Nkonde, who worked on the Algorithmic Accountability Act, told us regulation is necessary to reign in harmful AI, both around what can be released into the marketplace and around algorithmic transparency.

“Transparency in terms of consumer products is very important,” she said. “When we’re dealing with algorithms I think it’s unfair to make people into computer scientists in order to understand what they’re buying. When we’re thinking through AI systems it needs to be something that’s really explainable—three points or less—that speaks to the social impact.”

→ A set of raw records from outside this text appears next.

PR #476, opened 2024-05-10
Warning cleanup 2

mikelow:
More code cleanup, mostly to get rid of warnings.

Changes in SynthFile.h are actually minor - i moved one of the classes because it is used as a member for classes below it and removed an unused constructor or two Only logical change was adding default initial values for some members in constructors.

A lot of changes address "weak warnings." You'll see I've made a number of methods const or static. Let me know if you think any of this is overkill. 

## How Has This Been Tested?
Basic testing. Files are loading and playing as expected.

## Types of changes

- [x] Code cleanup

## Checklist:

### DIFF
--- a/src/main/components/VGMColl.cpp
+++ b/src/main/components/VGMColl.cpp
@@ -545,6 +545,8 @@ SynthFile *VGMColl::CreateSynthFile() {
         else
           attenuation = 0;
 
+        sampInfo->SetPitchInfo(realUnityKey, realFineTune, attenuation);
+
         double sustainLevAttenDb;
         if (rgn->sustain_level == -1)
           sustainLevAttenDb = 0.0;
@@ -556,8 +558,6 @@ SynthFile *VGMColl::CreateSynthFile() {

IV. One hundred years of AI

When world leaders invoke AI, they often describe its impact at a civilizational level. Executives from Silicon Valley to Shenzhen are equally animated when discussing the technology. That’s not a coincidence—the world’s leading technology firms are all AI powerhouses.

Investors are quick to fund new entrepreneurs in the space. In the second quarter of 2020, U.S. AI startups received $4.2 billion in funding, per CB Insights. Chinese companies received nearly $1.4 billion.

All this activity is a giant leap from the 1950s, when “artificial intelligence” was aspirationally coined on the leafy campus of Dartmouth. Today’s deep learning and neural nets required many decades of if-then statements, iterations, and new techniques. And yes, today’s AI systems are narrow, flawed, and at times harmful. But they’re layered across more devices, services, and businesses than ever before.

The people (or robots) writing the history books in 2050 probably won’t link a superpower’s rise and fall to its AI strategy. But they’ll definitely dissect AI’s technological disruption of jobs, economies, and societies. That narrative will have some good and some bad, but it’s truly impossible to predict.